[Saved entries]
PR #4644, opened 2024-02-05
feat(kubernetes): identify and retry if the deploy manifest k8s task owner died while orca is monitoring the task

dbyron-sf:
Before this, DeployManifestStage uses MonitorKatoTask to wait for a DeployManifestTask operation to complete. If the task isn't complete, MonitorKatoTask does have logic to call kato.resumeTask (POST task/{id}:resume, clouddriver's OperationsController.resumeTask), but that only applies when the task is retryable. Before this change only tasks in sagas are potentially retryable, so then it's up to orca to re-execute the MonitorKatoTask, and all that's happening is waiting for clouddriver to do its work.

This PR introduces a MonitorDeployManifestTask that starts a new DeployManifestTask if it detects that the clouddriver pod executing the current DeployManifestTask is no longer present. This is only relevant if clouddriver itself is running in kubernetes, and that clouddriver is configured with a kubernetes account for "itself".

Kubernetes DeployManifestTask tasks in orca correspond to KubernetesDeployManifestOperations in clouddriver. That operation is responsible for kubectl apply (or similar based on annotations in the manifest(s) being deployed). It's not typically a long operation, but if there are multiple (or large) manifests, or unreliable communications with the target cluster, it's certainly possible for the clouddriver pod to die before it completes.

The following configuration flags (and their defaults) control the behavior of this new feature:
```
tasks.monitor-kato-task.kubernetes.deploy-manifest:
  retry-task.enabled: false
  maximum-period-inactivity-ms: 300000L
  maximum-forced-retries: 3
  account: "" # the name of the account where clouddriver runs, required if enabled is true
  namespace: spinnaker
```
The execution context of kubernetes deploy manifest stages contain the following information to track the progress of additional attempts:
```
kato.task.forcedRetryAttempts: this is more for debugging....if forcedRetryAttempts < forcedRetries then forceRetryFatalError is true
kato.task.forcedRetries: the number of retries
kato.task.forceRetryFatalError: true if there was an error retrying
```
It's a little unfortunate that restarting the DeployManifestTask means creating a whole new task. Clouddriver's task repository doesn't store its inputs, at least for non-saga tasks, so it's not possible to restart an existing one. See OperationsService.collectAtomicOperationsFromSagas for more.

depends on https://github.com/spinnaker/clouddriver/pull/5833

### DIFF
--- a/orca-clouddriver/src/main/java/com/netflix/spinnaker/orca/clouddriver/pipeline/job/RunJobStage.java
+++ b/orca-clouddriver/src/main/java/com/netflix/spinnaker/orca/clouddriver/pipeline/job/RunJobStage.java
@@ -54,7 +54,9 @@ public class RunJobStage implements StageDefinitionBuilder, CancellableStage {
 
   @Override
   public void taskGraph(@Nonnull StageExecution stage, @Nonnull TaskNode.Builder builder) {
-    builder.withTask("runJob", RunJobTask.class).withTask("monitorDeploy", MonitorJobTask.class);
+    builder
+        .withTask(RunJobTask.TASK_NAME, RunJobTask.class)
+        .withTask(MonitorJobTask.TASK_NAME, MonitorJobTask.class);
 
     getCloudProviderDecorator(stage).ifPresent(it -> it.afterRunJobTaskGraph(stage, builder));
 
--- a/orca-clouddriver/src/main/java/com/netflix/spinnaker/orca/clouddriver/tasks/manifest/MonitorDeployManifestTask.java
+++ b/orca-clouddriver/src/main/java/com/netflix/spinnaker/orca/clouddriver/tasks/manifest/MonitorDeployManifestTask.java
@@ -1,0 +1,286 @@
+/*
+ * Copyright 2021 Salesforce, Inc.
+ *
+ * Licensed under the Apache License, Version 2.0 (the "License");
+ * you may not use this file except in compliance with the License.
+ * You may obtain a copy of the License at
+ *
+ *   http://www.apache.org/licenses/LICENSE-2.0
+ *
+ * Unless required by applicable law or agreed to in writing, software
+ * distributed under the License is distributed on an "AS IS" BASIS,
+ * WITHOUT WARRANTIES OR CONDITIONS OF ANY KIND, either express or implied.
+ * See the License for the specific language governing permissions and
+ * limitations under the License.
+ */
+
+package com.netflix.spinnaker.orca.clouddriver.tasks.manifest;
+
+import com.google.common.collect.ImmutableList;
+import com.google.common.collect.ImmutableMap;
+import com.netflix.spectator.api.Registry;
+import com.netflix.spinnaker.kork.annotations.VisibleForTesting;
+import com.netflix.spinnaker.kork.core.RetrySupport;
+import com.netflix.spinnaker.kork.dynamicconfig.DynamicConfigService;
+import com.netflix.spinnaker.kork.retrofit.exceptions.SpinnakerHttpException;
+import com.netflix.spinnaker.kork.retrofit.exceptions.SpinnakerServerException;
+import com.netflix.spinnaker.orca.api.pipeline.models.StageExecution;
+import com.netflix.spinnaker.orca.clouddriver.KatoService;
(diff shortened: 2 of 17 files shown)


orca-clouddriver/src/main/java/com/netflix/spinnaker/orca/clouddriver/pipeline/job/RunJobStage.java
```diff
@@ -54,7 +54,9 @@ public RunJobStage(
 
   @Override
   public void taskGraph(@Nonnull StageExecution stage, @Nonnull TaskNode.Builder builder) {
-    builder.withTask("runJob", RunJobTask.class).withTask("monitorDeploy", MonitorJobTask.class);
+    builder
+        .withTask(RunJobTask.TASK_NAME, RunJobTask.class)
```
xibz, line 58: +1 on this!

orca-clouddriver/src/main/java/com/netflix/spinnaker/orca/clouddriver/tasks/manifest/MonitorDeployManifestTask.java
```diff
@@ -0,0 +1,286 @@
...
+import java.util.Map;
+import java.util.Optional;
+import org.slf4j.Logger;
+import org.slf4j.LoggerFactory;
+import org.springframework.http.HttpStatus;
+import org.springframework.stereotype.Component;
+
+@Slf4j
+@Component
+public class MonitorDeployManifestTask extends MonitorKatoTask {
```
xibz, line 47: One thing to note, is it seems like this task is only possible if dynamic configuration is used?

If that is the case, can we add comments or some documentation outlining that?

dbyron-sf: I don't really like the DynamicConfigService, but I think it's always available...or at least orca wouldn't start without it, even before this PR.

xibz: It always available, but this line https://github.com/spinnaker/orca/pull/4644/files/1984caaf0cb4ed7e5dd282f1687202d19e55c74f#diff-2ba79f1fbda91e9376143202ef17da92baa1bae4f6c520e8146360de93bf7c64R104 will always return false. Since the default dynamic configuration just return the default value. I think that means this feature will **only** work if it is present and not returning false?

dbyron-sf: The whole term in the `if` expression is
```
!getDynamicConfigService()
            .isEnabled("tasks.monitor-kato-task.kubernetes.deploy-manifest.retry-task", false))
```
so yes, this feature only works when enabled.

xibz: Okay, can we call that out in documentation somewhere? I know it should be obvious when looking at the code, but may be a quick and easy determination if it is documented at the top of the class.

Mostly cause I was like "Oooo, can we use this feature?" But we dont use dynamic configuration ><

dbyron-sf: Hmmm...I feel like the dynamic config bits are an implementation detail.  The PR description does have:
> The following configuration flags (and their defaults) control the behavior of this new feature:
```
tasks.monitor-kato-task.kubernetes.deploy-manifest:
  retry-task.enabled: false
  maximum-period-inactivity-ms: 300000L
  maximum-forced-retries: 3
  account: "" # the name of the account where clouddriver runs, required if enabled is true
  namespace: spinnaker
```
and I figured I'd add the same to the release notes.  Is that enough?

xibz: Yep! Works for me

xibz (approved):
--
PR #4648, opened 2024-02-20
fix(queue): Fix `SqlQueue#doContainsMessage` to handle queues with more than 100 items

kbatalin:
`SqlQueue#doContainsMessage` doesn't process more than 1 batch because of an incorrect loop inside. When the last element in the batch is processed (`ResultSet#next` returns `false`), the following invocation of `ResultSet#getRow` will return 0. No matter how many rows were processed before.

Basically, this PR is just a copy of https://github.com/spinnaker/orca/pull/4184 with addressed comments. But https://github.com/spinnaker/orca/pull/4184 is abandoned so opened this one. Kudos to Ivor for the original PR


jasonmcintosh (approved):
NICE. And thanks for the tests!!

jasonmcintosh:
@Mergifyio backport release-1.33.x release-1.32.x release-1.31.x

_The task_
State the number of lines above that contain "think". Write nothing besides it.

_Exercise response_
2